Stored data entries:

* * * * * * *

Issue #1267, opened 2026-06-13
Follow-up from #1181: 1 item(s) (core)


mvillmow:
_Consolidated follow-up from implementation of #1181._

Each section below lists scope-checked follow-up items discovered during implementation. Items are restricted to core library defects, security, safety hazards, or critical functional bugs.

### Test get_repo_root first-match-up behavior with nested pyproject markers

During #1181 (PR #1266) the version checker silently validated the WRONG pyproject.toml: hephaestus/utils/helpers.py:99-127 get_repo_root() walks up returning the FIRST ancestor containing `.git` OR `pyproject.toml`, so in a git worktree nested under a parent repo that is itself a Python project, it resolved to the parent meta-repo's pyproject.toml — the checker passed despite an injected static `[project].version` violation. The CI step was worked around via `python -m` (PR #1266), but the resolver's first-match-up contract has NO test for the nested-marker case: tests/unit/utils/test_general_utils.py:133-156 only covers finds_git_repo / no-git-returns-start / string-path / cwd-default. Sketch fix: add a test that builds tmp_path/outer/pyproject.toml and tmp_path/outer/inner/.git (or inner/pyproject.toml), calls get_repo_root(seed=inner_subdir), and asserts it stops at the INNERMOST marker (the worktree root), pinning the documented first-match-up semantics so future regressions in this core resolver are caught.

---

_The implementer also considered the items below and rejected them as out of scope; they are recorded in the PR body, not filed as separate issues._

mvillmow:
# Implementation Plan


The skill file already landed in ProjectMnemosyne. Now producing the revised plan addressing the NOGO finding.

# Implementation Plan

## Objective

Add four focused test cases to `tests/unit/utils/test_general_utils.py` that pin the first-match-up (innermost-wins) contract of `get_repo_root()` (helpers.py:99-127) for nested-marker scenarios. The resolver calls `Path(start_path).resolve()` at helpers.py:117, so all returned paths are resolved; assertions must compare against `.resolve()`d expected paths to be CI-stable on symlinked `$TMPDIR` environments. No production code changes are needed.

## Approach

[...]

PR #1316, opened 2026-06-13
fix(utils): resolve Path.cwd() fallback and symlink-fragile assertions in get_repo_root

### LINKED ISSUE #1309: Follow-up from #1267: 2 item(s) (core)
_Consolidated follow-up from implementation of #1267._

### Fix unresolved fallback path in get_repo_root when no marker found

helpers.py:117 resolves start_path via Path(start_path).resolve() when it is not None, but when start_path is None it assigns Path.cwd() without resolving. The fallback return at helpers.py:127 returns start_path, which is unresolved when start_path was None — producing an inconsistent return type (resolved on success, potentially unresolved on fallback). Fix: change line 117 to `start_path = Path.cwd().resolve() if start_path is None else Path(start_path).resolve()` so the fallback always returns a resolved path.

### Fix symlink-fragile assertions in pre-existing TestGetRepoRoot tests

tests/unit/utils/test_general_utils.py:140 (test_finds_git_repo) asserts `result == mock_git_repo` and line 152 (test_accepts_string_path) asserts `result == mock_git_repo` — neither calls .resolve() on the expected value. get_repo_root() returns a resolved path (helpers.py:122), so on macOS where $TMPDIR is a symlink these assertions fail. Fix: change both assertions to `== mock_git_repo.resolve()`. This is the same class of fragility that issue #1267 was filed to address.

---

mvillmow:
Fix two defects in `get_repo_root` and its test suite, both follow-ups from #1267.

## Changes

- **`hephaestus/utils/helpers.py:117`** — add `.resolve()` to the `Path.cwd()` branch so both arms of the ternary produce a resolved path. The fallback return at line 127 previously returned an unresolved path when `start_path` was `None`, violating the docstring contract ("returns the resolved start path as a fallback").
- **`tests/unit/utils/test_general_utils.py:140`** — add `.resolve()` to expected value in `test_finds_git_repo` to fix symlink-fragile assertion (macOS `$TMPDIR` is a symlink).
- **`tests/unit/utils/test_general_utils.py:152`** — same fix in `test_accepts_string_path`. Both are now consistent with lines 167/179/188 in the same class.
- **`tests/unit/utils/test_general_utils.py:157`** — add `assert result.is_absolute()` to `test_uses_cwd_when_none` as the regression guard for the resolved-path contract (prescribed by the issue body).

## Out of scope

Items considered and rejected as out of scope are recorded in the issue body, not filed as separate issues.

Closes #1309

### DIFF
--- a/hephaestus/utils/helpers.py
+++ b/hephaestus/utils/helpers.py
@@ -114,7 +114,7 @@ def get_repo_root(start_path: str | Path | None = None) -> Path:
         fallback.
 
     """
-    start_path = Path.cwd() if start_path is None else Path(start_path).resolve()
+    start_path = Path.cwd().resolve() if start_path is None else Path(start_path).resolve()
 
     path = start_path
     while path != path.parent:  # Stop at filesystem root
--- a/tests/unit/utils/test_general_utils.py
+++ b/tests/unit/utils/test_general_utils.py
@@ -137,7 +137,7 @@ class TestGetRepoRoot:
         subdir = mock_git_repo / "src" / "module"
         subdir.mkdir(parents=True)
         result = get_repo_root(subdir)
-        assert result == mock_git_repo
+        assert result == mock_git_repo.resolve()
 
     def test_returns_start_path_when_no_git(self, tmp_path):
         """Returns start_path when no .git found."""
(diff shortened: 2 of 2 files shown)


mvillmow (commented):
LGTM — both #1309 criteria implemented correctly; resolved-fallback fix + symlink-safe assertions + is_absolute regression guard. No findings.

* * * * * * *

- Your goal -
Set down all of the records shown above once more, exactly.

- Response box -
Issue #1267, opened 2026-06-13
Follow-up from #1181: 1 item(s) (core)


mvillmow:
_Consolidated follow-up from implementation of #1181._

Each section below lists scope-checked follow-up items discovered during implementation. Items are restricted to core library defects, security, safety hazards, or critical functional bugs.

### Test get_repo_root first-match-up behavior with nested pyproject markers

During #1181 (PR #1266) the version checker silently validated the WRONG pyproject.toml: hephaestus/utils/helpers.py:99-127 get_repo_root() walks up returning the FIRST ancestor containing `.git` OR `pyproject.toml`, so in a git worktree nested under a parent repo that is itself a Python project, it resolved to the parent meta-repo's pyproject.toml — the checker passed despite an injected static `[project].version` violation. The CI step was worked around via `python -m` (PR #1266), but the resolver's first-match-up contract has NO test for the nested-marker case: tests/unit/utils/test_general_utils.py:133-156 only covers finds_git_repo / no-git-returns-start / string-path / cwd-default. Sketch fix: add a test that builds tmp_path/outer/pyproject.toml and tmp_path/outer/inner/.git (or inner/pyproject.toml), calls get_repo_root(seed=inner_subdir), and asserts it stops at the INNERMOST marker (the worktree root), pinning the documented first-match-up semantics so future regressions in this core resolver are caught.

---

_The implementer also considered the items below and rejected them as out of scope; they are recorded in the PR body, not filed as separate issues._

mvillmow:
# Implementation Plan


The skill file already landed in ProjectMnemosyne. Now producing the revised plan addressing the NOGO finding.

# Implementation Plan

## Objective

Add four focused test cases to `tests/unit/utils/test_general_utils.py` that pin the first-match-up (innermost-wins) contract of `get_repo_root()` (helpers.py:99-127) for nested-marker scenarios. The resolver calls `Path(start_path).resolve()` at helpers.py:117, so all returned paths are resolved; assertions must compare against `.resolve()`d expected paths to be CI-stable on symlinked `$TMPDIR` environments. No production code changes are needed.

## Approach

[...]

PR #1316, opened 2026-06-13
fix(utils): resolve Path.cwd() fallback and symlink-fragile assertions in get_repo_root

### LINKED ISSUE #1309: Follow-up from #1267: 2 item(s) (core)
_Consolidated follow-up from implementation of #1267._

### Fix unresolved fallback path in get_repo_root when no marker found

helpers.py:117 resolves start_path via Path(start_path).resolve() when it is not None, but when start_path is None it assigns Path.cwd() without resolving. The fallback return at helpers.py:127 returns start_path, which is unresolved when start_path was None — producing an inconsistent return type (resolved on success, potentially unresolved on fallback). Fix: change line 117 to `start_path = Path.cwd().resolve() if start_path is None else Path(start_path).resolve()` so the fallback always returns a resolved path.

### Fix symlink-fragile assertions in pre-existing TestGetRepoRoot tests

tests/unit/utils/test_general_utils.py:140 (test_finds_git_repo) asserts `result == mock_git_repo` and line 152 (test_accepts_string_path) asserts `result == mock_git_repo` — neither calls .resolve() on the expected value. get_repo_root() returns a resolved path (helpers.py:122), so on macOS where $TMPDIR is a symlink these assertions fail. Fix: change both assertions to `== mock_git_repo.resolve()`. This is the same class of fragility that issue #1267 was filed to address.

---

mvillmow:
Fix two defects in `get_repo_root` and its test suite, both follow-ups from #1267.

## Changes

- **`hephaestus/utils/helpers.py:117`** — add `.resolve()` to the `Path.cwd()` branch so both arms of the ternary produce a resolved path. The fallback return at line 127 previously returned an unresolved path when `start_path` was `None`, violating the docstring contract ("returns the resolved start path as a fallback").
- **`tests/unit/utils/test_general_utils.py:140`** — add `.resolve()` to expected value in `test_finds_git_repo` to fix symlink-fragile assertion (macOS `$TMPDIR` is a symlink).
- **`tests/unit/utils/test_general_utils.py:152`** — same fix in `test_accepts_string_path`. Both are now consistent with lines 167/179/188 in the same class.
- **`tests/unit/utils/test_general_utils.py:157`** — add `assert result.is_absolute()` to `test_uses_cwd_when_none` as the regression guard for the resolved-path contract (prescribed by the issue body).

## Out of scope

Items considered and rejected as out of scope are recorded in the issue body, not filed as separate issues.

Closes #1309

### DIFF
--- a/hephaestus/utils/helpers.py
+++ b/hephaestus/utils/helpers.py
@@ -114,7 +114,7 @@ def get_repo_root(start_path: str | Path | None = None) -> Path:
         fallback.
 
     """
-    start_path = Path.cwd() if start_path is None else Path(start_path).resolve()
+    start_path = Path.cwd().resolve() if start_path is None else Path(start_path).resolve()
 
     path = start_path
     while path != path.parent:  # Stop at filesystem root
--- a/tests/unit/utils/test_general_utils.py
+++ b/tests/unit/utils/test_general_utils.py
@@ -137,7 +137,7 @@ class TestGetRepoRoot:
         subdir = mock_git_repo / "src" / "module"
         subdir.mkdir(parents=True)
         result = get_repo_root(subdir)
-        assert result == mock_git_repo
+        assert result == mock_git_repo.resolve()
 
     def test_returns_start_path_when_no_git(self, tmp_path):
         """Returns start_path when no .git found."""
(diff shortened: 2 of 2 files shown)


mvillmow (commented):
LGTM — both #1309 criteria implemented correctly; resolved-fallback fix + symlink-safe assertions + is_absolute regression guard. No findings.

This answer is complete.